The distance between the Earth and moon is equal to the distance from the rock to the Earth plus the distance between the rock and the Moon.

    $R=d_{\text{Earth}}+d_{\text{Moon}}$        (V)

Use equation (IV) in (V).

    $\begin{array}{c}R=d_{\text{Moon}}\sqrt{\frac{M_{\text{Earth}}}{M_{\text{Moon}}}}+d_{\text{Moon}}\\ =d_{\text{Moon}}\left(1+\sqrt{\frac{M_{\text{Earth}}}{M_{\text{Moon}}}}\right)\end{array}$        (VI)

Similarly, $R$ can be written as,

    $\begin{array}{c}R=d_{\text{Earth}}\sqrt{\frac{M_{\text{Earth}}}{M_{\text{Moon}}}}+d_{\text{Earth}}\\ =d_{\text{Earth}}\left(1+\sqrt{\frac{M_{\text{Earth}}}{M_{\text{Moon}}}}\right)\end{array}$        (VII)

Solve the equation (VII).

    $d_{\text{Earth}}=\frac{R}{1+\sqrt{\frac{M_{\text{Earth}}}{M_{\text{Moon}}}}}$        (VIII)

Similarly $d_{\text{moon}}$ can be written as,

    $d_{\text{Moon}}=\frac{R}{1+\sqrt{\frac{M_{\text{Earth}}}{M_{\text{Moon}}}}}$        (IX)

Conclusion:

Substitute, $5.974\times {10}^{24}\text{kg}$ for $M_{\text{Earth}}$, $7.349\times {10}^{22}\text{kg}$ for $M_{\text{moon}}$, and $3.845\times {10}^8\text{m}$ for $R$ in the equation (VIII).

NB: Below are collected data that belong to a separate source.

PR #2954, opened 2018-03-23
Spatial searching: rework fuzzy items

### LINKED ISSUE #2729: The manual of the dD Spatial Searching is self-conflicting
## Issue Details

In the user manual (1.2 Range Searching) it says, and I quote:

> The fuzziness of the query object is specified by a parameter ϵ used to define inner and outer approximations of the query object. Points in the interior of the inner approximation are always reported and points that are not in the closure of the outer approximation are never reported.
> Other points may or may not be reported. For exact range searching, the fuzziness parameter ϵ is set to zero.

However, the reference of the Fuzzy_sphere says, and I quote:

> Attention
>     The fuzziness of a Fuzzy_sphere is specified by a parameter ϵ denoting a maximal allowed distance to the boundary of a sphere. If the distance to the boundary is greater than ϵ, points inside the object are always reported and points outside the sphere are never reported. Points whose distance to the boundary is less than or equal to ϵ may or may not be reported. Subsequently, points on the inner and outer spheres may or may not be reported. Specifically when ϵ=0, points on the sphere of radius r may or may not be reported.

So which one is correct?
I assume that the latter is the correct one. However, if this is the case, the former should be rephrased.

MaelRL:
## Summary of Changes

More serious attempt at fixing inconsistencies in the code and documentation of fuzzy items after some bad commits (c0cbdab and 5ed7255) and the revert (#1808).

#### Before:
- Points in the _interior_ of the inner approximation are always returned
- Points in the _interior_ of the outer approximation and not in the interior of the inner approximation may or may not be returned
- Everything else is never returned

When there is no fuzziness, points on the boundary of the object are not returned. Also:
- Half open boxes so the "interior" is a little weird and buggy
- Inconsistencies between the doc and the code (doc was vague before, I made it wrong with commits mentioned above).

#### After:
- Points in the inner approximation are always returned (boundary included)
- Points in the outer approximation and not in the inner approximation may or may not be returned (boundary of the outer approximation included)
- Everything else is never returned

When there is no fuzziness, points on the boundary of the object are returned.

#### Also:
- Fixed a bug in the `Fuzzy_iso_box`
- Minor improvements on speed by caching stuff
- Test fuzzy items exhaustively

cc: @mglisse @efifogel 

## Release Management

* Affected package(s): `Spatial_searching:`
* Issue(s) solved (if any): fix #2729

### DIFF
--- a/Spatial_searching/include/CGAL/Fuzzy_sphere.h
+++ b/Spatial_searching/include/CGAL/Fuzzy_sphere.h
@@ -24,6 +24,7 @@
 
 #include <CGAL/license/Spatial_searching.h>
 
+#include <CGAL/assertions.h>
 #include <CGAL/Kd_tree_rectangle.h>
 #include <CGAL/Search_traits_adapter.h>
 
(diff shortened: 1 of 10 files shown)


lrineau:
This PR is stalled for two weeks. I will probably not be integrated in 4.12.

MaelRL:
I added "not yet approved" because I feel like the PR should be reviewed because it's an unclear basis on which I had done some bad changes (not from a code point of view, but a definition point of view).

@efifogel reported the documentation bug #2729 and @mglisse had said before that Gudhi needed some slightly different fuzzy items to make sure points on the boundaries are included, which this PR adds.

lrineau:
Should Efi and Marc review the PR?

MaelRL:
If they could, please.

mglisse:
The new documentation says surprisingly little about how you handle the boundary (the "summary of changes" in this PR is much clearer). I agree that for most users it is irrelevant, but since this is one of the main topics of this PR...
(in gudhi we currently only use non-fuzzy regions with the kd-tree, IIRC, not that we couldn't use fuzzy but we currently spend our fuzziness budget elsewhere)

MaelRL:
There is nothing general in the user manual because the concept of fuzzy items does not specify how boundaries should be handled. For the documentation of the models, there are some bits e.g. https://github.com/CGAL/cgal/pull/2954/files#diff-5862d39c330c8154555e639d019be6ebL154, which says pretty much what is in the summary above.

Regarding the second part, I was referring to https://github.com/CGAL/cgal/pull/1808#issuecomment-276118760.

mglisse:
The parenthesis "(closed)" in Fuzzy_box is the only thing I could find. Did I miss some other mention of the boundary in the models?

Spatial_searching/include/CGAL/Fuzzy_sphere.h
```diff
@@ -32,134 +33,127 @@
...
+
+  // constructor
+  Fuzzy_sphere_impl(const Point_d& center, FT r, FT eps=FT(0),
+                    const SearchTraits& traits_ = SearchTraits())
+    : traits(traits_), c(center), sq_radius(r*r)
+  {
+    CGAL_precondition(r >= 0);
+    CGAL_precondition(eps >= 0);
+
+    sq_inner_radius = (eps > r) ? 0 : (r - eps) * (r - eps);
```
mglisse: IIUC, this means that you force the inner approximation never to be empty. If we made it empty (for instance using -1 instead of 0 as sq_inner_radius), we could return false more often from inner_range_intersects.

MaelRL: But then, if you take r=eps=0 (that is, a non-fuzzy point), the point itself will not intersect its inner range and you will not find it.

Spatial_searching/include/CGAL/Fuzzy_sphere.h
```diff
@@ -32,134 +33,127 @@
...
+
+  bool contains(const typename SearchTraits::Point_d& p) const {
+    // test whether the distance between c and p is less than the radius
+    FT distance=FT(0);
+    typename SearchTraits::Construct_cartesian_const_iterator_d construct_it=
+        traits.construct_cartesian_const_iterator_d_object();
+    typename SearchTraits::Cartesian_const_iterator_d cit = construct_it(c),
+        pit = construct_it(p), end = construct_it(c, 0);
+    for (; cit != end && (distance <= sq_radius); ++cit, ++pit) {
+      distance += ((*cit)-(*pit))*((*cit)-(*pit));
```
mglisse: Eventually we should generalize the use of CGAL::square... (not this PR's problem, this is pre-existing code)

mglisse:
Overall it looks fine to me. Any behavior on the boundary (open, closed, half-open, random) is fine as long as it is clearly documented so a user with an unusually specific need may know whether they need to implement their own item type.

    $\begin{array}{c}{d}_{\text{Moon}}=\frac{3.845\times {10}^8\text{m}}{1+\sqrt{\frac{5.974\times {10}^{24}\text{kg}}{7.349\times {10}^{22}\text{kg}}}}\\ =0.3845\times {10}^8\text{m}\end{array}$

Substitute, $5.974\times {10}^{24}\text{kg}$ for $M_{\text{Earth}}$, $7.349\times {10}^{22}\text{kg}$ for $M_{\text{moon}}$, $6.674\times {10}^{-11}\text{N}\cdot {\text{m}}^2/{\text{kg}}^2$ for $G$, $0.3845\times {10}^8\text{m}$ for $d_{\text{Moon,}}{d}_{\text{Earth}}$, $7.2\times {10}^5\text{m}$ for $h$, and $3.845\times {10}^8\text{m}$ for $R$ in the equation (II).

    $\begin{array}{c}{v}_f^2=2\left(6.674\times {10}^{-11}\text{N}\cdot {\text{m}}^2/{\text{kg}}^2\right)\\ \times \left(\frac{7.349\times {10}^{22}\text{kg}}{0.3845\times {10}^8\text{m}}-\frac{5.974\times {10}^{24}\text{kg}}{0.3845\times {10}^8\text{m}}-\frac{7.349\times {10}^{22}\text{kg}}{3.845\times {10}^8\text{m}-7.2\times {10}^5\text{m}}+\frac{5.974\times {10}^{24}\text{kg}}{7.2\times {10}^5\text{m}}\right)\\ =3.3\times {10}^4\text{m}/\text{s}\end{array}$

Therefore, the speed of the rock is $\underset{\_}{3.3\times {10}^4\text{m}/\text{s}}$.